Steps 18 and 19 result in similar result output. We will select speed_ground, aircraft, height and pitch as variables to build a predictive model for LD.
Variable selection based on automate algorithm. Step 21. Use the R function “StepAIC” to perform forward variable selection. Compare the result with that in Step 19.

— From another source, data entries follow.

PR #301, opened 2017-04-07
Fixes #18742 - correctly resolve empty arrays

tstrachota:


lib/hammer_cli_foreman/id_resolver.rb
```diff
@@ -144,7 +144,13 @@ def get_id(resource_name, options)
     end
 
     def get_ids(resource_name, options)
-      options[HammerCLI.option_accessor_name("ids")] || find_resources(resource_name, options).map{|r| r['id']}
+      if options[HammerCLI.option_accessor_name("ids")]
+        options[HammerCLI.option_accessor_name("ids")]
```
ares: this might be slighly less repetetive and a bit more readable (first two lines)

```ruby
if (ids = options[HammerCLI.option_accessor_name("ids")])
  ids
elsif !options_empty?(@api.resource(resource_name), options)
  find_resources(resource_name, options).map{ |r| r['id'] }
else
  []
end
```

if you agree, the same could be applied below on line 167

tstrachota:
@ares good idea, updated

tstrachota:
Merged, thanks for the review @ares

PR #302, opened 2017-04-19
Fixes #19312 - use Array for empty attributes

ares:
the method sends attributes in Array form if some are present


tstrachota:
:+1: fixes the issue for me. Thanks @ares

PR #303, opened 2017-04-19
Fixes #14872 - prevent sending nil values in hostgroup update

tstrachota:


ares:
Looks good, fixes the issue in my environment, ACK

PR #305, opened 2017-04-24
Fixes #19362 - custom error for 401 unauthorized

tstrachota:
Previous solution modified message of the original `RestClient::Unauthorized`. Unfortunatly this attribute isn't writable in all RestClient versions.

Requires: https://github.com/Apipie/apipie-bindings/pull/64


mbacovsky:
:+1: Looks good, thanks @tstrachota

PR #553, opened 2020-12-16
Fixes #31570 - consume structured statuses API data

evgeni:


evgeni:
the normalize code can also be completely dropped if we only want to support foreman releases with the structured data

evgeni:
I have no idea why CI fails now, but it's not my change. (it was green before I amended the subject)

evgeni:
oh, cool, cool: https://github.com/rubygems/rubygems/issues/4229

tbrisker:
[test hammer]

shiramax (approved):

shiramax:
thanks @evgeni

shiramax:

selection <- lm(new_FAA$distance~1)
step(selection, direction = "forward", scope = formula(model6))
## Start: AIC=11299.8
## new_FAA$distance ~ 1
##
## Df Sum of Sq RSS AIC
## + new_FAA$speed_ground 1 500382567 166457762 10148
## + new_FAA$aircraft 1 37818390 629021939 11253
## + new_FAA$height 1 6590108 660250221 11294
## + new_FAA$pitch 1 5050617 661789712 11296
## + new_FAA$duration 1 1685114 665155215 11300
## <none> 666840329 11300
## + new_FAA$no_pasg 1 210253 666630076 11302
##
## Step: AIC=10148.53
## new_FAA$distance ~ new_FAA$speed_ground
##
## Df Sum of Sq RSS AIC
## + new_FAA$aircraft 1 49848656 116609106 9854.8
## + new_FAA$height 1 14916377 151541385 10072.5
## + new_FAA$pitch 1 9765095 156692668 10100.3
## <none> 166457762 10148.5
## + new_FAA$no_pasg 1 207528 166250234 10149.5
## + new_FAA$duration 1 51669 166406094 10150.3
##
## Step: AIC=9854.77
## new_FAA$distance ~ new_FAA$speed_ground + new_FAA$aircraft
##
## Df Sum of Sq RSS AIC
## + new_FAA$height 1 15848830 100760276 9735.4
## + new_FAA$pitch 1 455453 116153653 9853.5
## <none> 116609106 9854.8
## + new_FAA$no_pasg 1 87171 116521935 9856.1
## + new_FAA$duration 1 8445 116600661 9856.7
##
## Step: AIC=9735.37
## new_FAA$distance ~ new_FAA$speed_ground + new_FAA$aircraft +
## new_FAA$height
##
## Df Sum of Sq RSS AIC
## + new_FAA$pitch 1 315259 100445017 9734.8
## <none> 100760276 9735.4
## + new_FAA$no_pasg 1 232003 100528273 9735.5
## + new_FAA$duration 1 3976 100756300 9737.3
##
## Step: AIC=9734.77
## new_FAA$distance ~ new_FAA$speed_ground + new_FAA$aircraft +
## new_FAA$height + new_FAA$pitch
##
## Df Sum of Sq RSS AIC
## <none> 100445017 9734.8
## + new_FAA$no_pasg 1 225608 100219409 9734.9
## + new_FAA$duration 1 6696 100438321 9736.7
##
## Call:
## lm(formula = new_FAA$distance ~ new_FAA$speed_ground + new_FAA$aircraft +
## new_FAA$height + new_FAA$pitch)
##
## Coefficients:
## (Intercept) new_FAA$speed_ground new_FAA$aircraft0
## -2664.32 42.43 481.27
## new_FAA$height new_FAA$pitch
## 14.09 39.61
The Step forward AIC algorithm suggests to use all the variables 9734.77. The variables picked in Step 21 are consistent with the ones found in Step 18-20.